Beduinos (Siria). "Estoy en la tienda de unos nómadas beduinos, año 2005, en el desierto sirio, cerca de Palmira. Mi llegada fue un acontecimiento; las jóvenes -poco acostumbradas a ver europeas- me pedían perfume, barra de labios o colorete. Nos comunicamos por gestos." ©El Mundo
Beduinos (Siria). «Estoy en la tienda de unos nómadas beduinos, en el desierto sirio, cerca de Palmira. Mi llegada fue un acontecimiento; las jóvenes -poco acostumbradas a ver europeas- me pedían perfume, barra de labios o colorete. Nos comunicamos por gestos.» ©El Mundo

Hace más de 20 años Cristina Morató inició un gran «viaje» para conocer a aquellos zulúes, masais, pigmeos y demás etnias que, siendo niña, descubrió en un libro de su padre. Esta fascinación, unida a su espíritu aventurero, le ha llevado a recorrer el mundo en busca de esos pueblos «primitivos». La reportera y escritora  relata en este artículo sus experiencias y da testimonio de la lucha de estas comunidades por mantener su identidad frente a la invasión del mundo «civilizado».

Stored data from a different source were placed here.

PR #12524, opened 2022-05-13
InputManager: Fix Picking on PointerUp and add bool to skip pointerup picking

PolygonalSun:
Recently on the forums ([forum post](https://forum.babylonjs.com/t/no-api-to-disable-mesh-picking-for-some-buttons-and-keep-onpointerobservable/29887)), there was a user who found an issue with the pointerUpPredicate not being used by the InputManager properly.  When a dummy predicate was used (`() => false`), there was still a pickedmesh/point in the pickInfo object.  This PR does a couple of things:
- Fix for the picking logic to use the `pointerUpPredicate` and actually call `scene.pick`
- Add a boolean to scene that allows the user to skip picking on pointerup (same as move and down)

### DIFF
--- a/packages/dev/core/src/Inputs/scene.inputManager.ts
+++ b/packages/dev/core/src/Inputs/scene.inputManager.ts
@@ -824,7 +824,6 @@ export class InputManager {
                     this._initActionManager(null, clickInfo);
                 }
 
-                //let pickResult;
                 if (scene.skipPointerUpPicking) {
                     pickResult = new PickingInfo();
                 } else {
--- a/packages/dev/core/src/Inputs/scene.inputManager.ts
+++ b/packages/dev/core/src/Inputs/scene.inputManager.ts
@@ -824,7 +824,7 @@ export class InputManager {
                     this._initActionManager(null, clickInfo);
                 }
 
-                if (scene.skipPointerUpPicking) {
+                if (!pickResult && scene.skipPointerUpPicking) {
                     pickResult = this._currentPickResult;
                 } else {
                     pickResult = scene.pick(this._unTranslatedPointerX, this._unTranslatedPointerY, scene.pointerUpPredicate, false, scene.cameraToUseForPointers);
--- a/packages/dev/core/src/Inputs/scene.inputManager.ts
+++ b/packages/dev/core/src/Inputs/scene.inputManager.ts
@@ -826,6 +826,9 @@ export class InputManager {
                 if (!this._meshPickProceed && ((AbstractActionManager && AbstractActionManager.HasTriggers) || scene.onPointerObservable.hasObservers())) {
                     this._initActionManager(null, clickInfo);
                 }
+                if (!pickResult) {
+                    pickResult = this._currentPickResult;
+                }
 
                 this._processPointerUp(pickResult, evt, clickInfo);
 
--- a/packages/dev/core/src/Inputs/scene.inputManager.ts
+++ b/packages/dev/core/src/Inputs/scene.inputManager.ts
@@ -824,9 +824,11 @@ export class InputManager {
                     this._initActionManager(null, clickInfo);
                 }
 
-                if (!pickResult && scene.skipPointerUpPicking) {
+                if (!pickResult) {
                     pickResult = this._currentPickResult;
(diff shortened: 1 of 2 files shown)


packages/dev/core/src/Inputs/scene.inputManager.ts
```diff
@@ -824,8 +823,12 @@ export class InputManager {
                 if (!this._meshPickProceed && ((AbstractActionManager && AbstractActionManager.HasTriggers) || scene.onPointerObservable.hasObservers())) {
                     this._initActionManager(null, clickInfo);
                 }
-                if (!pickResult) {
-                    pickResult = this._currentPickResult;
+
+                if (scene.skipPointerUpPicking) {
+                    pickResult = new PickingInfo();
```
RaananW, line 828: would it make sense to store a static version of an empty pickingInfo instead of creating an empty one every time? (might not make sense, it's more of a question :-))

RaananW (commented):
Just a small question, otherwise LGTM!

packages/dev/core/src/Inputs/scene.inputManager.ts
PolygonalSun: A static version might make more sense for skipping.  I'm not 100% if anything is changed within the pickResult object as it passes through `_processPointerUp` and `_processPointerDown` (specifically when `step.action` is called) so I'd have to investigate that first before implementing it.

packages/dev/core/src/Inputs/scene.inputManager.ts
```diff
@@ -824,8 +823,12 @@ export class InputManager {
                 if (!this._meshPickProceed && ((AbstractActionManager && AbstractActionManager.HasTriggers) || scene.onPointerObservable.hasObservers())) {
                     this._initActionManager(null, clickInfo);
                 }
-                if (!pickResult) {
-                    pickResult = this._currentPickResult;
+
+                if (scene.skipPointerUpPicking) {
+                    pickResult = new PickingInfo();
+                } else {
+                    pickResult = scene.pick(this._unTranslatedPointerX, this._unTranslatedPointerY, scene.pointerUpPredicate, false, scene.cameraToUseForPointers);
```
bghgary, line 830: After this change, does it mean the code will call scene.pick twice (once for pointer down and once for pointer up) by default?

PolygonalSun: Yes, unless any of the skip bools are set to be true (skipPointerUpPicking is now true by default)

sebavan (approved):

sebavan:
@PolygonalSun could you double check ? I can repro the picking being set on pointer up

PolygonalSun:
> Seems like pick is still occuring Though, I tested (I believe) [this commit](https://github.com/BabylonJS/Babylon.js/pull/12524/commits/ac5565448a6c7ada4543118429a1d6e6d3ae6ec0) and it worked Test pg: https://playground.babylonjs.com/?snapshot=refs/pull/12524/merge#CASE7T#3

Okay, so this pick isn't directly apart of the picking done by up, down, or move but is triggered as part of `_initActionManager` function that would pick a mesh and return an action manager for said mesh (if applicable).  I'm hesitant to change a lot of the logic here so what I'm going to do is to add an if statement to check if all three skip bools are true and if so, it will skip the pick entirely.

sebavan:
This is a different issue than the one you were addressing in here. I would suggest to make it another PR. I do not think the flag combination is the right approach for it. This would probably need a separate way to turn it off ? @deltakosh what do you think ?

PolygonalSun:
Current findings: All of the skips disable picking as they should and the pointerUpPredicate is now being used properly in _initActionManager.

One thing that I've noticed is that the code for `onPrePointerObservable` gets `notifyObservers` called **after** the pick has happened (for `pointerup` only) so changes to `pointerUpPredicate` won't be used if set in an observer for `onPrePointerObservable`.  Since there is a specific logic for when this is used, I'm not sure if I should change it.  What do you think @sebavan?  If we don't need to change it then the PR should have everything it needs.

deltakosh (approved):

Mi interés por la vida y las costumbres de los pueblos mal llamados primitivos se remonta a mi niñez. Recuerdo que en la biblioteca de mi padre había un grueso volumen de tapa de piel dura y letras doradas titulado Las razas humanas. En su interior aparecían los retratos de nativos originarios de África, América y Oceanía. Eran magníficas fotografías en blanco y negro de hombres y mujeres que posaban algunos desnudos con sus lanzas y escudos de guerra, otros con sus elaborados trajes ceremoniales que les identificaban como miembros de su tribu. Tanto los aguerridos zulúes, como los esbeltos masais o los pigmeos de las selvas africanas eran tachados sin distinción de «pueblos fieros, peligrosos y salvajes».

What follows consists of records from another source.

PR #12525, opened 2022-05-13
Initial storybook setup

darraghjburke:
Initial PR to create a storybook with a few simple components. Mainly wanting to verify the architecture makes sense. Takes advantage of some nice features of CSS loader, like :local scopes rules and composition (importing classes from other CSS files).

Components right now:
1. Toggle
2. Label
3. Button

NOT IN THIS PR:
- Snapshots
- Jest testing


RaananW (commented):
This is great!!

The only thing the I want to comment on is the location of the components (that are also imported by other components). Storybook should just be where the previews are found. It can technically be outside of the `src` folder, but can stay there as well. I find `Button.tsx` to be misplaced Because the components should be imported by Storybook, but not be in the storybook directory.

RaananW (approved):
This looks great!!!

I am just thinking out loud here - it feels like those components could get some sort of a prefix so their names wouldn't be very abstract like Button or Icon. This can be done when importing as well, but maybe we can prefix them (like BJSButton or BabylonButton or something like that?)

carolhmj (approved):

RaananW:
> > This looks great!!!
> > I am just thinking out loud here - it feels like those components could get some sort of a prefix so their names wouldn't be very abstract like Button or Icon. This can be done when importing as well, but maybe we can prefix them (like BJSButton or BabylonButton or something like that?)
> 
> I spent some time thinking about this...my instinct is that it feels better to write JSX like:
> 
> ```js
> <Header>
> <Button>New</Button>
> <Button>Save</Button>
> </Header>
> ```
> 
> versus:
> 
> ```js
> <BabylonHeader>
> <BabylonButton>New</BabylonButton>
> <BabylonButton>Save</BabylonButton>
> </BabylonHeader>
> ```
> 
> Component libraries tend to name their components without prefixes, for ex MUI and Fluent UI: image image
> 
> However, it really comes down to personal preference. The benefit of a prefix is that the reader can instantly tell the component comes from our library. If we do go that route, though, I'd rather keep it as short as possible...maybe just "BButton" and "BToggle".

Nope, I have no preference. I trust you on this one. If anyone wants to prefix they can `import as`, which is perfectly fine :-)

packages/dev/sharedUiComponents/declaration.d.ts
```diff
@@ -0,0 +1,4 @@
+declare module '*.scss' {
```
RaananW, line 1: This file can go into the src directory, and then there is no need to add it to the "include" list

RaananW (approved):

PR #12526, opened 2022-05-13
Fix a bug in glTF loader when loading skins

bghgary:
See https://forum.babylonjs.com/t/assetcontainer-dispose-throws-typeerror-r-metadata-is-null/30360


deltakosh (approved):

RaananW:
Just wondering - why are we skipping changelog here?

A mis ojos, estos hombres que llevaban una vida nómada y salvaje en lugares remotos e inhóspitos y que cubrían sus cuerpos con brillantes telas, pieles o tatuajes, lejos de parecerme bárbaros, me resultaban fascinantes. El libro, publicado en 1920 y que todavía conservo como una reliquia, reflejaba en sus textos racistas y llenos de errores cómo el mundo occidental veía a todo ser humano que no fuera de piel blanca y perteneciente a un país civilizado.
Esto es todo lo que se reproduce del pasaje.